The data Start Marker

PR #5184, opened 2025-02-28
RBD: check for volume group existence

iPraveenParihar:

This PR adds a check for Volume Group existence in `generateVolumeGroup` call.

**Checklist:**

---

<details>

</details>

### DIFF
--- a/internal/csi-addons/rbd/encryptionkeyrotation.go
+++ b/internal/csi-addons/rbd/encryptionkeyrotation.go
@@ -21,6 +21,7 @@ import (
 	"errors"
 
 	"github.com/ceph/ceph-csi/internal/rbd"
+	rbderrors "github.com/ceph/ceph-csi/internal/rbd/errors"
 	"github.com/ceph/ceph-csi/internal/util"
 	"github.com/ceph/ceph-csi/internal/util/log"
 
@@ -68,7 +69,7 @@ func (ekrs *EncryptionKeyRotationServer) EncryptionKeyRotate(
 	rbdVol, err := mgr.GetVolumeByID(ctx, volID)
 	if err != nil {
 		switch {
-		case errors.Is(err, util.ErrImageNotFound):
+		case errors.Is(err, rbderrors.ErrImageNotFound):
 			err = status.Errorf(codes.NotFound, "volume ID %s not found", volID)
 		case errors.Is(err, util.ErrPoolNotFound):
 			log.ErrorLog(ctx, "failed to get backend volume for %s: %v", volID, err)
--- a/internal/rbd/errors/errors.go
+++ b/internal/rbd/errors/errors.go
@@ -14,11 +14,19 @@ See the License for the specific language governing permissions and
 limitations under the License.
 */
 
-package rbd
+package rbderrors
 
-import "errors"
+import (
+	"errors"
+	"fmt"
+
+	librados "github.com/ceph/go-ceph/rados"
+	librbd "github.com/ceph/go-ceph/rbd"
+)
 
 var (
+	// ErrImageNotFound is returned when image name is not found in the cluster on the given pool and/or namespace.
+	ErrImageNotFound = errors.New("image not found")
 	// ErrSnapNotFound is returned when snap name passed is not found in the list of snapshots for the
 	// given image.
 	ErrSnapNotFound = errors.New("snapshot not found")
@@ -55,4 +63,8 @@ var (
 	ErrInvalidArgument = errors.New("invalid arguments provided")
 	// ErrImageInUse is returned when the image is in use.
 	ErrImageInUse = errors.New("image is in use")
+	// ErrGroupNotConnected is returned when the RBD group is not connected.
+	ErrGroupNotConnected = fmt.Errorf("%w: RBD group is not connected", librados.ErrNotConnected)
+	// ErrGroupNotFound is returned when group is not found in the cluster on the given pool and/or namespace.
+	ErrGroupNotFound = fmt.Errorf("%w: RBD group not found", librbd.ErrNotFound)
 )
--- a/internal/rbd/group/util.go
+++ b/internal/rbd/group/util.go
@@ -66,7 +66,7 @@ type commonVolumeGroup struct {
 }
 
 // generateVolumeGroup generates a commonVolumeGroup structure from the volumeGroup identifier.
-func (cvg *commonVolumeGroup) generateVolumeGroup(csiID util.CSIIdentifier) error {
+func (cvg *commonVolumeGroup) generateVolumeGroup(ctx context.Context, csiID util.CSIIdentifier) error {
 	mons, err := util.Mons(util.CsiConfigFile, csiID.ClusterID)
 	if err != nil {
 		return fmt.Errorf("failed to get MONs for cluster id %q: %w", csiID.ClusterID, err)
@@ -86,16 +86,25 @@ func (cvg *commonVolumeGroup) generateVolumeGroup(csiID util.CSIIdentifier) erro
 	cvg.namespace = namespace
 	cvg.pool = pool
 
+	// Check if the volume group exists in the journal.
+	_, err = cvg.getVolumeGroupAttributes(ctx)
+	if err != nil {
+		return err
+	}
+
 	return nil
 }
 
 // generateVolumeGroupFromMapping checks the clusterID and poolID mapping and
 // generates commonVolumeGroup structure for the mapped clusterID and poolID.
+// If the mapping is not found, it returns ErrGroupNotFound.
 func (cvg *commonVolumeGroup) generateVolumeGroupFromMapping(
 	ctx context.Context,
 	csiID util.CSIIdentifier,
 	mapping *[]util.ClusterMappingInfo,
 ) error {
+	var volumeGroupGenerationError error
+
 	mcsiID := csiID
 	existingClusterID := csiID.ClusterID
 	existingPoolID := strconv.FormatInt(csiID.LocationID, 10)
@@ -126,18 +135,18 @@ func (cvg *commonVolumeGroup) generateVolumeGroupFromMapping(
 						return err
 					}
 					mcsiID.LocationID = mPID
-					err = cvg.generateVolumeGroup(mcsiID)
-					if ShouldRetryVolumeGroupGeneration(err) {
-						continue
+					volumeGroupGenerationError = cvg.generateVolumeGroup(ctx, mcsiID)
+					if !ShouldRetryVolumeGroupGeneration(volumeGroupGenerationError) {
+						return volumeGroupGenerationError
 					}
 
-					return err
+					log.DebugLog(ctx, "volume group not found for poolID mapping %s: %v", cvg.id, mappedPoolID)
 				}
 			}
 		}
 	}
 
-	return util.ErrPoolNotFound
+	return rbderrors.ErrGroupNotFound
 }
 
 func (cvg *commonVolumeGroup) initCommonVolumeGroup(
@@ -146,6 +155,7 @@ func (cvg *commonVolumeGroup) initCommonVolumeGroup(
 	csiDriver string,
 	creds *util.Credentials,
 ) error {
+	var volumeGroupGenerationError error
 	csiID := util.CSIIdentifier{}
 
 	err := csiID.DecomposeCSIID(id)
@@ -160,15 +170,15 @@ func (cvg *commonVolumeGroup) initCommonVolumeGroup(
 	cvg.objectUUID = csiID.ObjectUUID
 	// cvg.monitors, cvg.namespace, cvg.pool are set in generateVolumeGroup
 
-	err = cvg.generateVolumeGroup(csiID)
+	volumeGroupGenerationError = cvg.generateVolumeGroup(ctx, csiID)
 	// If the error is not a retryable error, return from here.
-	if err != nil && !ShouldRetryVolumeGroupGeneration(err) {
-		return err
+	if volumeGroupGenerationError != nil && !ShouldRetryVolumeGroupGeneration(volumeGroupGenerationError) {
+		return volumeGroupGenerationError
 	}
 
-	// If the error is a retryable error, we should try to get the cluster mapping
-	// and generate the volume group from the mapping.
-	if ShouldRetryVolumeGroupGeneration(err) {
+	// If Volume Group doesn't exists or the error is a retryable error,
+	// we should try to get the cluster mapping and generate the volume group from the mapping.
+	if ShouldRetryVolumeGroupGeneration(volumeGroupGenerationError) {
 		mapping, err := util.GetClusterMappingInfo(csiID.ClusterID)
 		if err != nil {
 			return err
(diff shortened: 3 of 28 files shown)


internal/rbd/group/util.go
```diff
@@ -85,7 +85,10 @@ func (cvg *commonVolumeGroup) generateVolumeGroup(csiID util.CSIIdentifier) erro
 	cvg.namespace = namespace
 	cvg.pool = pool
 
-	return nil
+	// Check if the volume group exists, by fetching the volume group attributes.
+	_, err = cvg.getVolumeGroupAttributes(context.Background())
```
nixpanic: move this to a new `Exists(context.Context) (bool, error)` function in the VolumeGroup interface, and call it only when/where needed

internal/util/errors.go
```diff
@@ -66,5 +72,5 @@ func ShouldRetryVolumeGeneration(err error) bool {
 	return (errors.Is(err, ErrKeyNotFound) ||
 		errors.Is(err, ErrPoolNotFound) ||
 		errors.Is(err, ErrImageNotFound) ||
-		errors.Is(err, rados.ErrPermissionDenied))
+		errors.Is(err, rados.ErrPermissionDenied) || errors.Is(err, ErrRBDGroupNotFound))
```
nixpanic: please keep the coding style the same, add the new check on its own line

internal/rbd/group/util.go
iPraveenParihar: Thanks!, for the early review 😀

iPraveenParihar: Done

internal/util/errors.go
```diff
@@ -66,5 +72,6 @@ func ShouldRetryVolumeGeneration(err error) bool {
 	return (errors.Is(err, ErrKeyNotFound) ||
 		errors.Is(err, ErrPoolNotFound) ||
 		errors.Is(err, ErrImageNotFound) ||
-		errors.Is(err, rados.ErrPermissionDenied))
+		errors.Is(err, rados.ErrPermissionDenied) ||
+		errors.Is(err, ErrRBDGroupNotFound))
```
Rakshith-R: Why is group not found error here?

Please create another function for retrying volgroup generation

Rakshith-R (changes requested):

internal/util/errors.go
```diff
@@ -40,6 +42,10 @@ var (
 	ErrClusterIDNotSet = errors.New("clusterID must be set")
 	// ErrMissingConfigForMonitor is returned when clusterID is not found for the mon.
 	ErrMissingConfigForMonitor = errors.New("missing configuration of cluster ID for monitor")
+	// ErrRBDGroupNotFound is returned when group name is not found in the cluster on the given pool and/or namespace.
```
nixpanic: The `internal/util` package should ideally not have references to RBD, CephFS or NFS. There needs to be a good explanation and advantage to do so. I do not see neither at the moment.

Possibly a `internal/rbd/errors` package would be more appropriate, you could collect all RBD errors there? But it really depends on the reason why you introduced this change.

internal/rbd/group/util.go
```diff
@@ -85,7 +85,9 @@ func (cvg *commonVolumeGroup) generateVolumeGroup(csiID util.CSIIdentifier) erro
 	cvg.namespace = namespace
 	cvg.pool = pool
 
-	return nil
+	_, err = cvg.Exists(context.Background())
```
nixpanic: Don't call this here, call it at a location that wants to check if the volume group exists.

internal/rbd/group/util.go
```diff
@@ -417,3 +419,13 @@ func (cvg *commonVolumeGroup) GetCreationTime(ctx context.Context) (*time.Time,
 
 	return cvg.creationTime, nil
 }
+
+// Exists checks if the volume group exists in the journal.
+func (cvg *commonVolumeGroup) Exists(ctx context.Context) (bool, error) {
```
nixpanic: Add this function to the VolumeGroup interface, so that any caller can use it.

internal/util/errors.go
```diff
@@ -66,5 +72,31 @@ func ShouldRetryVolumeGeneration(err error) bool {
...
+//   - rados.ErrPermissionDenied: Permissions to access the pool is denied.
+//
+// If any of these errors are encountered, the function returns `true`, indicating
+// that the volumegroup search should continue because of known error. Otherwise, it
+// returns `false`, meaning the search should stop.
+//
+// This helper function is used in scenarios where multiple attempts may be made
+// to retrieve or generate volumegroup information, and we want to gracefully handle
+// specific failure cases while retrying for others.
+func ShouldRetryVolumeGroupGeneration(err error) bool {
```
nixpanic: add a unit-test for this please

internal/util/errors.go
```diff
@@ -66,5 +72,31 @@ func ShouldRetryVolumeGeneration(err error) bool {
...
+		errors.Is(err, ErrRBDGroupNotFound))
+}
+
+// ShouldRetryVolumeGroupGeneration determines whether the process of finding or generating
+// volumegroups should continue based on the type of error encountered.
+//
+// It checks if the given error matches any of the following known errors:
+//   - ErrPoolNotFound: The rbd pool where the volumegroup/omap is expected doesn't exist.
+//   - ErrRBDGroupNotFound: The volumegroup doesn't exist in the rbd pool.
+//   - rados.ErrPermissionDenied: Permissions to access the pool is denied.
```
nixpanic: Why retry on PermissionDenied? This usually is a pretty final error.

iPraveenParihar: The same check is being done for RBD volumes - _fyi: https://github.com/ceph/ceph-csi/commit/88b964fe18d37af5b53cea00e8d785159fb61f59_

nixpanic: Thanks for the pointer. That commit message contains a description of the _why_, ideally that is included in the comment, but in the commit message it is ok too.

nixpanic:
@iPraveenParihar , the new `Exists()` function in the interface causes the **golangci-lint** to fail. As all interfaces have a `Destroy()` function, you could move that one to a base interface (`journalledObject` maybe) in a separate commit.

iPraveenParihar:
Waiting on @Nikhil-Ladha, for the testing result.

Nikhil-Ladha:
> Waiting on @Nikhil-Ladha, for the testing result.

Tested with different pool ids on both the clusters (and the cluster had other pools too) and, everything looks good.
We can probably optimize the code to avoid dual checks for omap data, but it can be a part of different PR as well.

iPraveenParihar:
> Tested with different pool ids on both the clusters (and the cluster had other pools too) and, everything looks good. We can probably optimize the code to avoid dual checks for omap data, but it can be a part of different PR as well.

Thanks @Nikhil-Ladha for the testing! I could think of using the `rbd_group_get_id` from [ceph/ceph](https://github.com/ceph/ceph/blob/812add83d5c135d230f5fc12b41dfa20a5d1dfa1/src/librbd/librbd.cc#L7124C16-L7124C32) but not yet available in go-ceph for now. We could pick it up once we have it in go-ceph.

internal/csi-addons/rbd/encryptionkeyrotation.go
```diff
@@ -21,6 +21,7 @@ import (
 	"errors"
 
 	"github.com/ceph/ceph-csi/internal/rbd"
+	rbd_errors "github.com/ceph/ceph-csi/internal/rbd/errors"
```
Madhu-1: lets not use `_` use `rbderrors`

internal/rbd/errors/errors.go
```diff
@@ -55,4 +63,8 @@ var (
 	ErrInvalidArgument = errors.New("invalid arguments provided")
 	// ErrImageInUse is returned when the image is in use.
 	ErrImageInUse = errors.New("image is in use")
+	// ErrRBDGroupNotConnected is returned when the RBD group is not connected.
+	ErrRBDGroupNotConnected = fmt.Errorf("%w: RBD group is not connected", librados.ErrNotConnected)
+	// ErrRBDGroupNotFound is returned when group name is not found in the cluster on the given pool and/or namespace.
```
Madhu-1:
```suggestion
// ErrRBDGroupNotFound is returned when group is not found in the cluster on the given pool and/or namespace.
```

Madhu-1 (dismissed):
LGTM

internal/rbd/group/util.go
```diff
@@ -125,18 +133,27 @@ func (cvg *commonVolumeGroup) generateVolumeGroupFromMapping(
...
 
-					return err
+					return volumeGroupGenerationError
 				}
 			}
 		}
 	}
 
-	return util.ErrPoolNotFound
+	return volumeGroupGenerationError
```
Rakshith-R: I think this is too complex.
Can you try to simplify it ?

Rakshith-R (changes requested):

internal/rbd/errors/errors.go
```diff
@@ -55,4 +63,8 @@ var (
 	ErrInvalidArgument = errors.New("invalid arguments provided")
 	// ErrImageInUse is returned when the image is in use.
 	ErrImageInUse = errors.New("image is in use")
+	// ErrRBDGroupNotConnected is returned when the RBD group is not connected.
+	ErrRBDGroupNotConnected = fmt.Errorf("%w: RBD group is not connected", librados.ErrNotConnected)
```
nixpanic: This is in a RBD sub-package, drop the RBD part of all variables, make it `ErrGroupNotConnected`.

internal/rbd/types/group.go
```diff
@@ -37,15 +37,15 @@ type journalledObject interface {
 
 	// GetClusterID returns the ID of the cluster of the object.
 	GetClusterID(ctx context.Context) (string, error)
+
+	// Destroy frees the resources used by the VolumeGroup.
```
nixpanic: VolumeGroup => object

nixpanic (changes requested):

internal/rbd/group/util.go
Rakshith-R: @iPraveenParihar Can't Exists() be called inside generatevolgroup ? 

I think the Exists logic can be fit inside generateVolGroup

iPraveenParihar: I think @nixpanic had asked to move it out from genereateVolumeGroup  - https://github.com/ceph/ceph-csi/pull/5184#discussion_r1975320212

internal/rbd/group/util.go
Rakshith-R: > Don't call this here, call it at a location that wants to check if the volume group exists.

@iPraveenParihar @nixpanic 
I don't think we need to have a function Exists at all. Its called at only two places, that too only after generateVolGroup call 

https://github.com/ceph/ceph-csi/blob/9eb4f61d015696171986f6167a512658d09aec2c/internal/rbd/group/util.go#L474-L482

internal/rbd/group/util.go
iPraveenParihar: @Rakshith-R, I tried making it simpler by moving the group exist check code to `generateVolumeGroup` function.

Rakshith-R (dismissed):
LGTM, Thanks

internal/csi-addons/rbd/encryptionkeyrotation.go
```diff
@@ -21,6 +21,7 @@ import (
 	"errors"
 
 	"github.com/ceph/ceph-csi/internal/rbd"
+	rbderrors "github.com/ceph/ceph-csi/internal/rbd/errors"
```
nixpanic, line 24: maybe it makes sense to move common RBD errors to `internal/rbd/types/errors.go`? That is what I decided to do with #5221.

internal/rbd/group/util.go
```diff
@@ -86,16 +86,25 @@ func (cvg *commonVolumeGroup) generateVolumeGroup(csiID util.CSIIdentifier) erro
 	cvg.namespace = namespace
 	cvg.pool = pool
 
+	// Check if the volume group exists in the journal.
+	_, err = cvg.getVolumeGroupAttributes(ctx)
```
nixpanic, line 90: Does this need to be called here? The initialization of the struct does not need to guarantee that the volume group is recorded in the journal.

internal/rbd/group/util.go
```diff
@@ -86,16 +86,25 @@ func (cvg *commonVolumeGroup) generateVolumeGroup(csiID util.CSIIdentifier) erro
...
+	if err != nil {
+		return err
+	}
+
 	return nil
 }
 
 // generateVolumeGroupFromMapping checks the clusterID and poolID mapping and
 // generates commonVolumeGroup structure for the mapped clusterID and poolID.
+// If the mapping is not found, it returns ErrRBDGroupNotFound.
```
nixpanic: the comment still contains _ErrRBDGroupNotFound_ -> _ErrGroupNotFound_

internal/rbd/group/util.go
iPraveenParihar: I tried to keep it similar to what we have for _[generateVolumeFromVolumeID](https://github.com/ceph/ceph-csi/blob/91baf7681d84fdd450648004764ee1bea419207d/internal/rbd/rbd_util.go#L1145)_.  Here to, we initialise the rbdVol struct and fetch details from journal. Calling outside, made it little complex for readability.

nixpanic: Ok. I just wonder about possible side-effects in case a volumegroup does not exist, or was in the process of getting deleted. I think it should be fine, but maybe you can check that?

internal/csi-addons/rbd/encryptionkeyrotation.go
iPraveenParihar: IMO, `rbd/errors` is more suitable than `rbd/types` _(which should be just for the interface and struct definition?)_

internal/rbd/group/util.go
iPraveenParihar: >  just wonder about possible side-effects in case a volumegroup does not exist

`initCommonVolumeGroup` is only been called after a VolumeGroup is created, we are good here.

> was in the process of getting deleted

operation locks will prevent this case, but actually I don't see operationa locks on `/DeleteVolumeGroup` & `/CreateVolumeGroup`, was that missed or not required at all?

Nikhil-Ladha: > initCommonVolumeGroup is only been called after a VolumeGroup is created, we are good here.

Actually, we can. For example, if we try to delete an already deleted (or non-existent) volume. Though, looking at the code it would still fail with the same error i.e, `ErrGroupNotFound` but after going through some more function calls.

internal/csi-addons/rbd/encryptionkeyrotation.go
nixpanic: That is fine with me too. I just wanted to locate the errors that are documented at the types/interfaces together. I' can move it to `internal/rbd/errors` too.

internal/rbd/group/util.go
iPraveenParihar: Yes, that should be fine.

Rakshith-R (approved):

nixpanic (approved):

nixpanic:
@mergifyio rebase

The data End Marker

■ Problem: Report how many lines above hold the string "Tested", giving nothing but the number.

■ Task answer: 2